这个规定通俗地说,发行权即为:对具有著作权(即版权)的作品(或商品)而言,向公众(即不特定人)以出售或赠与的方式提供该作品的原件或复制件,需要得到著作权人的同意。换句话说,未经著作权人的同意,不得向公众提供该作品的原件或复制件。原件相对容易理解,但法律上何谓复制件呢。

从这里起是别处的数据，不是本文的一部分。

PR #1779, opened 2022-06-01
[Fix #1755] Cache failure to find project root

### LINKED ISSUE #1755: projectile-project-root is slow when not in project - not caching negative results?
## Expected behavior
Calling `projectile-project-root` in a deep subdir that's not in a project should be fast, especially after the first call

## Actual behavior
It can be slow; .5 to 1 sec per call.

I have a dir `/mnt/c/files/consulting/project/projectA/` containing `foo.txt`. In that buffer, invoke `(projectile-project-root)`. It takes about half a second on a fast machine.
The reason seems to be that the negative project result does not get cached, so every time it's called it calls `projectile-root-top-down`, which is slow.

The code in `projectile.el` has a comment indicating that negative results should be cached as `'none`, but that does not seem to be actually happening:
```lisp
                  ;; set cached to none so is non-nil so we don't try
                  ;; and look it up again
```

### To reproduce: 
Start `emacs -q -l /tmp/emacs-test-startup.el` with this `emacs-test-startup.el`:
```lisp
;;; Set up package system -- straight.el
(defvar bootstrap-version)
(or (boundp 'native-comp-deferred-compilation-deny-list)
    (setq native-comp-deferred-compilation-deny-list '()))

(let ((bootstrap-file
       (expand-file-name "straight/repos/straight.el/bootstrap.el" user-emacs-directory))
      (bootstrap-version 5))
  (unless (file-exists-p bootstrap-file)
    (with-current-buffer
        (url-retrieve-synchronously
         "https://raw.githubusercontent.com/raxod502/straight.el/develop/install.el"
         'silent 'inhibit-cookies)
      (goto-char (point-max))
      (eval-print-last-sexp)))
  (load bootstrap-file nil 'nomessage))

;;; Meta-package system: use-package. Auto-installs and configures packages.
(straight-use-package 'use-package)
(defvar straight-use-package-by-default)
(setq straight-use-package-by-default t) ; make use-package use straight

(use-package projectile
  :config
  (projectile-mode))
```
Then create and find the file `/mnt/c/files/consulting/project/projectA/foo.txt`. Invoke `(projectile-project-root)`; it should take around half a second. Then invoke it again; it will still take half a second.

If you edebug `projectile-project-root` and step through it, you can see it never caches the `'none` value so each time it tries all the `projectile-project-root-functions`, and some of them (e.g. `projectile-root-top-down`, which calls `projectile-locate-dominating-file`) are slow.

Linux Emacs nightly of 2022-01-24, with native comp enabled.
Running in WSL2 on Windows 11 with an AMD Ryzen Threadripper CPU.

25.0, latest release

*Include here the version string displayed by `M-x
projectile-version`.*

```
Projectile nil
```
(I use straight.el; I have the tag `25.0`.)

### Emacs version

GNU Emacs 29.0.50 (build 3, x86_64-pc-linux-gnu, GTK+ Version 3.24.20,
cairo version 1.16.0) of 2022-01-24

### Operating system
WSL2, Ubuntu 20.04, on Windows 11

tomheon:
When `projectile-project-root` was unable to find a project root for a
directory, it would not cache the negative result, so future invocations would
repeat the (often expensive) search for a project root every time.

With this change, `projectile-project-root` caches failure to find a project
root, when that failure is expected to be permanent, and consults that cache
for speed on subsequent invocations.  "Expected to be permanent" means that
either we're trying to find the project root of a local directory, or we're
successfully connected to a remote directory via TRAMP.  If the directory isn't
local, but we can't connect to it, we consider that a transient failure and
don't cache it.

Under the hood, this change uses the same `projectile-project-root-cache`
that's used to cache successful attempts to find a project root, but with a new
key `projectilerootless-{dir}`.  This should allow cache invalidation to work
as expected.

-----------------

### DIFF
--- a/CHANGELOG.md
+++ b/CHANGELOG.md
@@ -22,6 +22,7 @@
 * [#1765](https://github.com/bbatsov/projectile/issues/1765): Fix `src-dir`/`test-dir` not defaulting to `"src/"` and `"test/"` with `projectile-toggle-between-implementation-and-test`.
 * Fix version extraction logic.
 * [1654](https://github.com/bbatsov/projectile/issues/1654) Fix consecutive duplicates appearing in command history
+* [#1755](https://github.com/bbatsov/projectile/issues/1755) Cache failure to find project root
 
 ### Changes
 
--- a/projectile.el
+++ b/projectile.el
@@ -1189,42 +1189,53 @@ topmost sequence of matched directories.  Nil otherwise."
 (defun projectile-project-root (&optional dir)
   "Retrieves the root directory of a project if available.
 If DIR is not supplied its set to the current directory by default."
-  ;; the cached value will be 'none in the case of no project root (this is to
-  ;; ensure it is not reevaluated each time when not inside a project) so use
-  ;; cl-subst to replace this 'none value with nil so a nil value is used
-  ;; instead
   (let ((dir (or dir default-directory)))
     ;; Back out of any archives, the project will live on the outside and
     ;; searching them is slow.
     (when (and (fboundp 'tramp-archive-file-name-archive)
                (tramp-archive-file-name-p dir))
       (setq dir (file-name-directory (tramp-archive-file-name-archive dir))))
+    ;; the cached value will be 'none in the case of no project root (this is to
+    ;; ensure it is not reevaluated each time when not inside a project) so use
+    ;; cl-subst to replace this 'none value with nil so a nil value is used
+    ;; instead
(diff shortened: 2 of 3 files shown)


bbatsov:
@tomheon The changes look good. Don't forget to reflect them in the changelog.

tomheon:
@bbatsov Changelog updated, let me know if there's anything else that needs attention.

bbatsov:
Thanks!

PR #1781, opened 2022-06-18
Switch rails-rspec src-dir

lackita:
Rails puts most of its source files under app rather than lib. This
updates the src-dir to allow easy switching between source and test
files in this case.

-----------------

Thanks!

### DIFF
--- a/CHANGELOG.md
+++ b/CHANGELOG.md
@@ -14,6 +14,7 @@
 
 ### Bugs fixed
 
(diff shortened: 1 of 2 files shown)


bbatsov:
Makes sense. I guess we should do the same for `rails-minitest` as well.

lackita:
Good call, I'll try to change that tomorrow

lackita:
Alright, I think that's all set now. Let me know if you want me to change anything else.

bbatsov:
Thanks!

Issue #1783, opened 2022-07-01
Indexing not ignoring folders.


acristoffers:
## Expected behavior

`projectile-find-file` should ignore files in the directory `build` if I add `"build"` to the variable `projectile-globally-ignored-directory`.

## Actual behavior

When the indexing mode is `alien`, entries like `"build"` do not work whereas `"*build"` works.

## Steps to reproduce the problem

Run `(add-to-list 'projectile-globally-ignored-directories "build")` and then try to search for files using `projectile-find-file` on a project with a populated `build` folder. The files in that folder should be ignored, but they won't.

## Environment & Version information

```
GNU Emacs     v28.1            nil
Doom core     v3.0.0-dev       HEAD -> master c2f8476c8 2022-06-29 18:12:43 +0200
Doom modules  v22.06.0-dev     HEAD -> master c2f8476c8 2022-06-29 18:12:43 +0200
```

### Projectile version information

```
Projectile version: 2.6.0-snapshot
```

### Emacs version

GNU Emacs     v28.1

### Operating system

macOS 12.4

### Possible problem root

The function `projectile-dir-files-alien` returns a list of files starting with `./`, but then the function `projectile-remove-ignored` tries to compare it with the name of the folders as found in the variable, that is, it is comparing (using `string-prefix-p`, line 1504 for me) `vendor` with `./vendor/filename`, and therefore falling. If `projectile-dir-files-alien` returned `vendor/filename` or the `./` was removed before the comparison, it should work.

bbatsov:
> When the indexing mode is alien, entries like "build" do not work whereas "*build" works.

Hmm, but alien intentionally doesn't do any filtering of anything by defign. The ignore rules are consulted only for hybrid and native indexing.

acristoffers:
This is was fixed already with #1784, we forgot to close this issue.

PR #1784, opened 2022-07-01
Fixes projectile-dir-files-alien on macOS

acristoffers:
As I describe in #1783, the function `projectile-dir-files-alien` is not returning the same value in macOS as the function `projectile-dir-files-native` because it returns values with a leading "./". This PR fixes this, ensuring both functions return values without a leading dot directory and fixing the issue reported in https://github.com/doomemacs/doomemacs/issues/6504.

### DIFF
--- a/projectile.el
+++ b/projectile.el
@@ -716,10 +716,10 @@ Set to nil to disable listing submodules contents."
   (cond
    ;; we prefer fd over find
    ((executable-find "fd")
-    "fd . -0 --type f --color=never")
+    "fd . -0 --type f --color=never --strip-cwd-prefix")
    ;; fd's executable is named fdfind is some Linux distros (e.g. Ubuntu)
    ((executable-find "fdfind")
-    "fdfind . -0 --type f --color=never")
+    "fdfind . -0 --type f --color=never --strip-cwd-prefix")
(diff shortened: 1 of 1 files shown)


projectile.el
```diff
@@ -1358,11 +1358,13 @@ IGNORED-DIRECTORIES may optionally be provided."
 (defun projectile-dir-files-alien (directory)
   "Get the files for DIRECTORY using external tools."
   (let ((vcs (projectile-project-vcs directory)))
-    (cond
+    (-map
+     (lambda (x) (string-remove-prefix "./" x))
```
bbatsov, line 1362: Such a check would be extremely expensive on a big project, therefore I'd recommend to solve this at a different level (e.g. the command invocation itself)

acristoffers: Agree. At first, I thought that, since you have at least 8 commands which can be used, doing it here would be safe to make sure all of them are consistent. However, given the comment above the `find` command, it seems that care to make sure they were consistent was taken, and `fd` not following the pattern was just a slip.

acristoffers:
Are the new changes better?

bbatsov:
Yeah, this looks good to me.

PR #212, opened 2018-10-30
[HOPSWORKS-756] NPE when starting Jupyter

robzor92:


robzor92:
https://github.com/logicalclocks/hops-testing/pull/205

PR #220, opened 2018-11-08
[HOPSWORKS-793] TensorBoard too long-lived

robzor92:


robzor92:
https://github.com/logicalclocks/hops-testing/pull/220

我国《著作权法》第十条第(五)款规定:“复制权,即以印刷、复印、拓印、录音、录像、翻录、翻拍、数字化等方式将作品制作一份或者多份的权利”。这个规定,按笔者的说法,复制件就是:将原件(或原载体)的内容以各种方式转移到另外一个目标载体上,这个目标载体就是复制件,转移的方式除了过去的非数字化方式还包括了现代的数字化方式。过去的载体大都是有形的,也就是存在于物理空间、看得见摸得着的,这类载体称之为有形载体,内容固定在有形载体的作品称之为有形作品。可是,当下许多内容存在于互联网与计算机里,互联网与计算机里的载体大都是数字电子元器件与模块(例如内存与硬盘),对一般人而言,是看不见摸不着的,也就是说,对一般人而言,这类载体是无形的,称之为无形载体,内容固定在无形载体的作品就称之为无形作品。但法律上何谓载体呢。
查遍整部《著作权法》仅有一处提到“载体”二字,即,第十条第(十三)款:“摄制权,即以摄制视听作品的方法将作品固定在载体上的权利”,通俗地说,立法者认为作品内容得固定在载体上,通过载体才能欣赏与流转作品。但具体什么是载体,立法者并没有进一步的定义,或者说,没必要定义,因为随着技术的进步,载体的形式随之千变万化。技术中立是我国一直以来秉持的立法模式与立法技术,兼顾法律的稳定性与涵盖性。
如上所述,由于通篇《著作权法》并未区分有形作品与无形作品,所以,二者应当同等对待,也就是说,未经著作权人同意不得发行作品的原件或复制件,此处“作品”不但包含有形作品(又称实物作品),同时也包含无形作品(又称数字作品)。但是,有些专家学者与法官对此持不同意见。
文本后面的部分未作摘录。